La "Banque de a démocratie" pourrait venir s'adosser à la Caisse des dépôts.@ ERIC PIERMONT / AFP
Partagez sur :

Le garde des Sceaux a proposé la mise en place d'une institution bancaire spécifique, destinée à accorder des prêts aux partis pour financer leurs campagnes électorales.

En pleine affaire Richard Ferrand, François Bayrou a levé le voile jeudi sur la loi de moralisation de la vie publique. Objectif : empêcher à l'avenir de "nouvelles affaires". Ce n'est pas à proprement parler une loi, mais trois textes, dont une révision de la Constitution, qui vont être présentés.

Une "Banque de la démocratie". Des textes qui interdisent, par exemple, qu'un parlementaire emploie un membre de sa famille comme assistant, ou encore qu'un député, un sénateur ou un maire exercent plus de trois mandats de suite. La suppression de la cour de justice de la République qui était chargée de juger les ministres est aussi au menu. L'exécutif veut également mettre sur pied ce qu'il appelle une "Banque de la démocratie" afin de permettre aux partis politiques de trouver des financements pour leur campagne.

Un système de prêts. En effet, aucune banque française n'a voulu financer la campagne présidentielle de Marine Le Pen. Et pourtant, la candidate du Front national était quasi certaine d'arriver au second tour et donc de se faire rembourser ses frais de campagne. C'est donc dans un soucis d'égalité que le garde des Sceaux a voulu cette banque de la démocratie qui serait adossée à la Caisse des dépôts. Elle pourrait accorder des prêts et uniquement des prêts qui seraient plus ou moins encadrés. Pour un parti comme le FN, quasi certain de faire un score qui permette un remboursement des frais de campagne, on serait sur un prêt normal, mais pour les autres formations politiques, il pourrait y avoir en plus des systèmes d'assurance plus ou moins coûteux pour couvrir le risque de non remboursement.

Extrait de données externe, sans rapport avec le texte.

PR #8231, opened 2025-10-15
feat(cicd): automate the creation of blog posts

avivkeller:
cc @nodejs/releasers

### DIFF
--- a/.github/workflows/create-release-post.yml
+++ b/.github/workflows/create-release-post.yml
@@ -1,0 +1,50 @@
+# Security Notes
+# Only selected Actions are allowed within this repository. Please refer to (https://github.com/nodejs/nodejs.org/settings/actions)
+# for the full list of available actions. If you want to add a new one, please reach out a maintainer with Admin permissions.
+# REVIEWERS, please always double-check security practices before merging a PR that contains Workflow changes!!
+# AUTHORS, please only use actions with explicit SHA references, and avoid using `@master` or `@main` references or `@version` tags.
+
+name: Create Release Blog Post
+
+on:
+  workflow_dispatch:
+    inputs:
+      version:
+        type: string
+
+defaults:
+  run:
+    # This ensures that the working directory is the root of the repository
+    working-directory: ./
+
+permissions:
+  contents: write
+
+jobs:
+  create-post:
+    runs-on: ubuntu-latest
+
+    steps:
+      - uses: nodejs/web-team/actions/setup-environment@2c2897a93eb99b4cdca270729100bc0887c758d9
+        with:
+          pnpm: true
+          use-version-file: true
+
+      - id: create-release-post
+        working-directory: apps/site
+        run: node --run scripts:release-post ${{ inputs.version }} >> $GITHUB_OUTPUT
+
+      - name: Open pull request
+        uses: gr2m/create-or-update-pull-request-action@b65137ca591da0b9f43bad7b24df13050ea45d1b # v1.10.1
+        # Creates a PR or update the Action's existing PR, or
+        # no-op if the base branch is already up-to-date.
+        env:
+          GITHUB_TOKEN: ${{ secrets.GH_USER_TOKEN }}
+        with:
+          author: Node.js GitHub Bot <github-bot@iojs.org>
+          branch: release-${{ steps.create-release-post.output.version }}
+          body: This PR was generated automatically.
+          commit-message: 'feat(blog): create post for ${{ steps.create-release-post.output.version }}'
+          labels: fast-track
+          title: 'feat(blog): create post for ${{ steps.create-release-post.output.version }}'
+          update-pull-request-title-and-body: true
--- a/.github/workflows/create-release-post.yml
+++ b/.github/workflows/create-release-post.yml
@@ -42,12 +42,12 @@ jobs:
           GITHUB_TOKEN: ${{ secrets.GH_USER_TOKEN }}
         with:
           author: Node.js GitHub Bot <github-bot@iojs.org>
-          branch: release-${{ steps.create-release-post.output.version }}
+          branch: release-${{ steps.create-release-post.outputs.version }}
           body: |
-            Creates a new blog post for ${{ steps.create-release-post.output.version }}.
+            Creates a new blog post for ${{ steps.create-release-post.outputs.version }}.
 
             Check this workflow's logs at ${{ github.server_url }}/${{ github.repository }}/actions/runs/${{ github.run_id }}.
-          commit-message: 'feat(blog): create post for ${{ steps.create-release-post.output.version }}'
+          commit-message: 'feat(blog): create post for ${{ steps.create-release-post.outputs.version }}'
           labels: fast-track
-          title: 'feat(blog): create post for ${{ steps.create-release-post.output.version }}'
+          title: 'feat(blog): create post for ${{ steps.create-release-post.outputs.version }}'
           update-pull-request-title-and-body: true
--- a/.github/workflows/create-release-post.yml
+++ b/.github/workflows/create-release-post.yml
@@ -45,7 +45,7 @@ jobs:
           branch: release-${{ steps.create-release-post.output.version }}
           body: |
             Creates a new blog post for ${{ steps.create-release-post.output.version }}.
-            
+
             Check this workflow's logs at ${{ github.server_url }}/${{ github.repository }}/actions/runs/${{ github.run_id }}.
           commit-message: 'feat(blog): create post for ${{ steps.create-release-post.output.version }}'
           labels: fast-track
--- a/.github/workflows/create-release-post.yml
+++ b/.github/workflows/create-release-post.yml
@@ -10,8 +10,9 @@ on:
   workflow_dispatch:
     inputs:
       version:
-        description: The version to generate a blog post for. If none provided, use the latest release.
+        description: The version to generate a blog post for.
         type: string
+        required: true
 
 defaults:
   run:
@@ -31,24 +32,22 @@ jobs:
           pnpm: true
           use-version-file: true
 
-      - id: create-release-post
-        working-directory: apps/site
-        run: node --run scripts:release-post ${{ inputs.version }}
+      - run: node --run scripts:release-post "$VERSION"
+        env:
+          VERSION: ${{ inputs.version }}
 
       - name: Open pull request
         uses: gr2m/create-or-update-pull-request-action@b65137ca591da0b9f43bad7b24df13050ea45d1b # v1.10.1
         # Creates a PR or update the Action's existing PR, or
         # no-op if the base branch is already up-to-date.
-        env:
-          GITHUB_TOKEN: ${{ secrets.GH_USER_TOKEN }}
         with:
-          author: Node.js GitHub Bot <github-bot@iojs.org>
-          branch: release-${{ steps.create-release-post.outputs.version }}
+          update-pull-request-title-and-body: true
+          branch: release-${{ inputs.version }}
           body: |
-            Creates a new blog post for ${{ steps.create-release-post.outputs.version }}.
+            Creates a new blog post for ${{ inputs.version }}
 
             Check this workflow's logs at ${{ github.server_url }}/${{ github.repository }}/actions/runs/${{ github.run_id }}.
-          commit-message: 'feat(blog): create post for ${{ steps.create-release-post.outputs.version }}'
+          commit-message: 'feat(blog): create post for ${{ inputs.version }}'
           labels: fast-track
-          title: 'feat(blog): create post for ${{ steps.create-release-post.outputs.version }}'
-          update-pull-request-title-and-body: true
+          title: 'feat(blog): create post for ${{ inputs.version }}'
+          draft: true
--- a/.github/workflows/create-release-post.yml
+++ b/.github/workflows/create-release-post.yml
@@ -10,6 +10,7 @@ on:
   workflow_dispatch:
     inputs:
       version:
+        description: The version to generate a blog post for. If none provided, use the latest release.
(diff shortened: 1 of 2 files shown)


.github/workflows/create-release-post.yml
```diff
@@ -0,0 +1,50 @@
...
+      - name: Open pull request
+        uses: gr2m/create-or-update-pull-request-action@b65137ca591da0b9f43bad7b24df13050ea45d1b # v1.10.1
+        # Creates a PR or update the Action's existing PR, or
+        # no-op if the base branch is already up-to-date.
+        env:
+          GITHUB_TOKEN: ${{ secrets.GH_USER_TOKEN }}
+        with:
+          author: Node.js GitHub Bot <github-bot@iojs.org>
+          branch: release-${{ steps.create-release-post.output.version }}
+          body: This PR was generated automatically.
```
richardlau: Could we link through to the run?
ref: https://docs.github.com/en/actions/reference/workflows-and-actions/variables#default-environment-variables

> If you need to use a workflow run's URL from within a job, you can combine these variables: 
> `$GITHUB_SERVER_URL/$GITHUB_REPOSITORY/actions/runs/$GITHUB_RUN_ID`

flakey5 (approved):

.github/workflows/create-release-post.yml
avivkeller: Fixed! (I know lint is failing, I'll fix it once I get back from JSConf)

avivkeller:
https://github.com/nodejs/nodejs.org/labels/blocked by https://github.com/nodejs/admin/pull/1016

ovflowd (approved):

.github/workflows/create-release-post.yml
```diff
@@ -0,0 +1,54 @@
...
+
+    steps:
+      - uses: nodejs/web-team/actions/setup-environment@2c2897a93eb99b4cdca270729100bc0887c758d9
+        with:
+          pnpm: true
+          use-version-file: true
+
+      - id: create-release-post
+        working-directory: apps/site
+        run: node --run scripts:release-post ${{ inputs.version }}
```
aduh95: to protect against shell injection
```suggestion
        run: node --run scripts:release-post "$VERSION"
        env:
          VERSION: ${{ inputs.version }}
```

.github/workflows/create-release-post.yml
```diff
@@ -0,0 +1,54 @@
...
+        with:
+          author: Node.js GitHub Bot <github-bot@iojs.org>
+          branch: release-${{ steps.create-release-post.outputs.version }}
+          body: |
+            Creates a new blog post for ${{ steps.create-release-post.outputs.version }}.
+
+            Check this workflow's logs at ${{ github.server_url }}/${{ github.repository }}/actions/runs/${{ github.run_id }}.
+          commit-message: 'feat(blog): create post for ${{ steps.create-release-post.outputs.version }}'
+          labels: fast-track
+          title: 'feat(blog): create post for ${{ steps.create-release-post.outputs.version }}'
```
aduh95:
```suggestion
          branch: release-${{ inputs.version }}
          body: |
            Creates a new blog post for ${{ inputs.version }}

            Check this workflow's logs at ${{ github.server_url }}/${{ github.repository }}/actions/runs/${{ github.run_id }}.
          commit-message: 'feat(blog): create post for ${{ inputs.version }}'
          labels: fast-track
          title: 'feat(blog): create post for ${{ inputs.version }}'
```

apps/site/scripts/release-post/index.mjs
```diff
@@ -263,7 +263,15 @@ if (import.meta.url.startsWith('file:')) {
...
-        filepath => console.log('Release post created:', filepath),
+        async ([filepath, { version }]) => {
+          console.log('Release post created:', filepath);
+          if (process.env.GITHUB_OUTPUT) {
+            await appendFile(
+              process.env.GITHUB_OUTPUT,
+              `version=v${version}\n`
+            );
+          }
+        },
```
aduh95:
```suggestion
        filepath => console.log('Release post created:', filepath),
```

.github/workflows/create-release-post.yml
avivkeller: It's possible that the input version is blank, and the latest version is used, that's why we output it in the script

aduh95: In any case, let's not put GHA specific code in `apps/site/scripts/release-post/index.mjs`, instead we should add a flag to output the version to stdout

.github/workflows/create-release-post.yml
```diff
@@ -0,0 +1,54 @@
...
+defaults:
+  run:
+    # This ensures that the working directory is the root of the repository
+    working-directory: ./
+
+permissions:
+  contents: write
+
+jobs:
+  create-post:
```
mcollina, line 26: Please tie this to a specific `Environment` in GitHub. While an imperfect solution, it would prevent people without that permission from accessing the token and mitigate security risks. In other terms, a normal PR would not have access to that token.

mcollina (changes requested):

mcollina:
@RafaelGSS @nodejs/security-wg please review this.

.github/workflows/create-release-post.yml
```diff
@@ -0,0 +1,54 @@
...
+# AUTHORS, please only use actions with explicit SHA references, and avoid using `@master` or `@main` references or `@version` tags.
+
+name: Create Release Blog Post
+
+on:
+  workflow_dispatch:
+    inputs:
+      version:
+        description: The version to generate a blog post for. If none provided, use the latest release.
+        type: string
```
RafaelGSS, line 14:
```suggestion
        type: string
        required: true
```

Let's always request a version string.

.github/workflows/create-release-post.yml
aduh95:
```suggestion
        run: echo "version=$(node --run scripts:release-post "$VERSION" --output-version)" >> "$GITHUB_OUTPUT"
        env:
          VERSION: ${{ inputs.version }}
```

.github/workflows/create-release-post.yml
```diff
@@ -0,0 +1,54 @@
...
+          GITHUB_TOKEN: ${{ secrets.GH_USER_TOKEN }}
+        with:
+          author: Node.js GitHub Bot <github-bot@iojs.org>
+          branch: release-${{ steps.create-release-post.outputs.version }}
+          body: |
+            Creates a new blog post for ${{ steps.create-release-post.outputs.version }}.
+
+            Check this workflow's logs at ${{ github.server_url }}/${{ github.repository }}/actions/runs/${{ github.run_id }}.
+          commit-message: 'feat(blog): create post for ${{ steps.create-release-post.outputs.version }}'
+          labels: fast-track
```
RafaelGSS, line 51: shouldn't it have the gh: pull_request label too?

.github/workflows/create-release-post.yml
```diff
@@ -0,0 +1,54 @@
+# Security Notes
+# Only selected Actions are allowed within this repository. Please refer to (https://github.com/nodejs/nodejs.org/settings/actions)
+# for the full list of available actions. If you want to add a new one, please reach out a maintainer with Admin permissions.
+# REVIEWERS, please always double-check security practices before merging a PR that contains Workflow changes!!
+# AUTHORS, please only use actions with explicit SHA references, and avoid using `@master` or `@main` references or `@version` tags.
+
+name: Create Release Blog Post
+
+on:
+  workflow_dispatch:
```
aduh95, line 10: Have we considered using [`release`](https://docs.github.com/en/actions/reference/workflows-and-actions/events-that-trigger-workflows#release) trigger on the nodejs/node repo instead? I guess the workflow on nodejs/node could call this one

RafaelGSS: That was my initial thought. Whenever a tag is pushed to nodejs/node it would trigger this repository. But then, we'll need to work around situations like the v24.10.0 or similar - or in cases where SHASUMS wasn't sent to the dist machine due to load conditions.

targos: Pushing the tag doesn't trigger the `release` event. It's triggered by the last manual step that we do (https://github.com/nodejs/node/blob/main/doc/contributing/releases.md#18-create-the-release-on-github).

aduh95: > But then, we'll need to work around situations like the v24.10.0 or similar

That should be fine, we only open the PR, the releaser can add a request for changes if it's not ready to land. My suggestion is use the "release" trigger, not the "tag" one, so another option for the releaser would be to not create the GH release if it's not ready for publication

avivkeller: > I guess the workflow on nodejs/node could call this one

That's the plan. We do something similar in the release worker

.github/workflows/create-release-post.yml
avivkeller: This won't run on PRs, only dispatches (which requires `write` access to the repo anyway)

.github/workflows/create-release-post.yml
avivkeller: Why? We have the ability to infer it from the latest version

.github/workflows/create-release-post.yml
avivkeller: No, those checks are optional, and are related to lighthouse and orama, which aren't really affected by the addition of a blog post

.github/workflows/create-release-post.yml
aduh95: If the goal is to have this workflow called by another workflow, it’s indeed a bit moot to keep this thing optional. Let’s make it mandatory and simplify the implementation

avivkeller: In https://github.com/nodejs/node/blob/main/.github/workflows/update-release-links.yml#L18, we don't pass the version to that workflow, I would assume it wouldn't be passed to this one.

aduh95: > I would assume it wouldn't be passed to this one.

I would not assume that, that would be a very suboptimal decision

.github/workflows/create-release-post.yml
mcollina: Exactly. But adding the secret would make it accessible to every CI job running, which is a significantly bigger surface area.

.github/workflows/create-release-post.yml
RafaelGSS: For release blog posts, they aren't optional; at least, we always need to add this flag before merging the PR. Not sure if things have changed recently. cc: @ovflowd

avivkeller: Things have changed (a month or two ago ish, I don't recall exactly)

Those checks are now optional, since we run the majority of checks on the `pull_request` trigger.

.github/workflows/create-release-post.yml
avivkeller: We've settled on _not_ using the secret. Pushing a commit shortly

avivkeller:
The passing of an input version is no longer optional, and a draft PR is used in place of requiring a custom token

avivkeller:
@mcollina could you please take another look?

mcollina (approved):
lgtm

MattIPv4 (approved):

aymen94 (approved):

marco-ippolito:
Just a random idea, maybe we could trigger automatically when a release is created on nodejs/node with https://docs.github.com/en/webhooks/webhook-events-and-payloads#repository_dispatch

richardlau:
> Just a random idea, maybe we could trigger automatically when a release is created on nodejs/node with https://docs.github.com/en/webhooks/webhook-events-and-payloads#repository_dispatch

I think that's worth exploring separately from this. Just having this (and being able to manually trigger) would be a good stepping point -- for me creating the blog posts is currently one of the more time consuming parts of the release process on release day (due to needing to switch to a dev environment with pnpm and Husky pre-commit hooks).

richardlau (approved):

MattIPv4:
> Just a random idea, maybe we could trigger automatically when a release is created on nodejs/node with https://docs.github.com/en/webhooks/webhook-events-and-payloads#repository_dispatch

Can this be triggered from https://github.com/nodejs/node/blob/main/.github/workflows/update-release-links.yml, which is the same automation that triggers the release worker to update the files available when a new release is cut?

avivkeller:
That's the plan I had in mind

avivkeller:
See https://github.com/nodejs/node/pull/60366

avivkeller:
@nodejs/web-infra 
```
The action gr2m/create-or-update-pull-request-action@b65137ca591da0b9f43bad7b24df13050ea45d1b is not allowed in nodejs/nodejs.org because all actions must be from a repository owned by your enterprise, created by GitHub, or match one of the patterns: LoveToKnow/slackify-markdown-action@*, MishaKav/jest-coverage-comment@*, actions-ecosystem/action-remove-labels@*, chromaui/action@*, codecov/codecov-action@*, codecov/test-results-action@*, crowdin/github-action@*, ossf/scorecard-action@*, patrickedqvist/wait-for-vercel-preview@*, pnpm/action-setup@*, rtCamp/action-slack-notify@*, stefanzweifel/git-auto-commit-action@*, step-security/harden-runner@*, thollander/actions-comment-pull-request@*, treosh/lighthouse-ci-action@*.
```

MattIPv4:
We cannot fix that, new actions need to be added to the repo settings by @ovflowd or @bmuenzenmeyer (I don't see the web-admin team yet)

bmuenzenmeyer:
> We cannot fix that, new actions need to be added to the repo settings by @ovflowd or @bmuenzenmeyer (I don't see the web-admin team yet)

added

Le risque pourrait aussi être garanti par des particuliers. Par exemple, si vous avez 20.000 personnes volontaires pour se porter caution pour 100 euros, le parti pourrait alors emprunter 2.000.000 d'euros. Ce ne sont, pour le moment, que des pistes. La Caisse des dépôts n'a pas encore été officiellement mandatée, et les gardes fous et conditions précises d'obtention des prêts devraient être fixés lors du débat parlementaire.